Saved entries
────────────────

PR #428, opened 2020-11-18
Theme accessibility fixes

AhdabNasir:
- Fixed aria broken tags
- Accessibility fixes on search
- Margin fixes
- Missing H3 content fix
- Contrast colour fix based on Cervens new designs

### DIFF
--- a/common/macros/readiness-accordion.njk
+++ b/common/macros/readiness-accordion.njk
@@ -30,7 +30,7 @@
               </div>
             {% endif %}
           </div>
-          <div id="{{ id }}-content-{{ loop.index }}" class="govuk-accordion__section-content" aria-labelledby="{{ id }}-content-{{ loop.index }}">
+          <div id="{{ id }}-content-{{ loop.index }}" class="govuk-accordion__section-content" aria-labelledby="accordion-default-{{ id }}-heading-{{ loop.index }}">
             {{ item.content | safe }}
           </div>
         </div>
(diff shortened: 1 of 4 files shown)


common/macros/readiness-accordion.njk
```diff
@@ -30,7 +30,7 @@
               </div>
             {% endif %}
           </div>
-          <div id="{{ id }}-content-{{ loop.index }}" class="govuk-accordion__section-content" aria-labelledby="{{ id }}-heading-{{ loop.index }}">
+          <div id="{{ id }}-content-{{ loop.index }}" class="govuk-accordion__section-content" aria-labelledby="{{ id }}-content-{{ loop.index }}">
```
leighjohnson-friday, line 33: I don't think is quite right, the aria-labelledby should be pointing to the element which triggers the content to show.  I think in this case it would be the button element - accordion-default-{{ id }}-heading-{{ loop.index }}

leighjohnson-friday: Actually, I think it needs to point to the button ID - accordion-default-{{ id }}-heading-{{ loop.index }}

You can check an example here: https://design-system.service.gov.uk/components/accordion/default/index.html

AhdabNasir: Thanks Leigh, you're right! I've updated it to match the selected button.

leighjohnson-friday (approved):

────────────────

REQUIRED WORK:
Can you restate every record above word for word?

FINISHED EXERCISE:
PR #428, opened 2020-11-18
Theme accessibility fixes

AhdabNasir:
- Fixed aria broken tags
- Accessibility fixes on search
- Margin fixes
- Missing H3 content fix
- Contrast colour fix based on Cervens new designs

### DIFF
--- a/common/macros/readiness-accordion.njk
+++ b/common/macros/readiness-accordion.njk
@@ -30,7 +30,7 @@
               </div>
             {% endif %}
           </div>
-          <div id="{{ id }}-content-{{ loop.index }}" class="govuk-accordion__section-content" aria-labelledby="{{ id }}-content-{{ loop.index }}">
+          <div id="{{ id }}-content-{{ loop.index }}" class="govuk-accordion__section-content" aria-labelledby="accordion-default-{{ id }}-heading-{{ loop.index }}">
             {{ item.content | safe }}
           </div>
         </div>
(diff shortened: 1 of 4 files shown)


common/macros/readiness-accordion.njk
```diff
@@ -30,7 +30,7 @@
               </div>
             {% endif %}
           </div>
-          <div id="{{ id }}-content-{{ loop.index }}" class="govuk-accordion__section-content" aria-labelledby="{{ id }}-heading-{{ loop.index }}">
+          <div id="{{ id }}-content-{{ loop.index }}" class="govuk-accordion__section-content" aria-labelledby="{{ id }}-content-{{ loop.index }}">
```
leighjohnson-friday, line 33: I don't think is quite right, the aria-labelledby should be pointing to the element which triggers the content to show.  I think in this case it would be the button element - accordion-default-{{ id }}-heading-{{ loop.index }}

leighjohnson-friday: Actually, I think it needs to point to the button ID - accordion-default-{{ id }}-heading-{{ loop.index }}

You can check an example here: https://design-system.service.gov.uk/components/accordion/default/index.html

AhdabNasir: Thanks Leigh, you're right! I've updated it to match the selected button.

leighjohnson-friday (approved):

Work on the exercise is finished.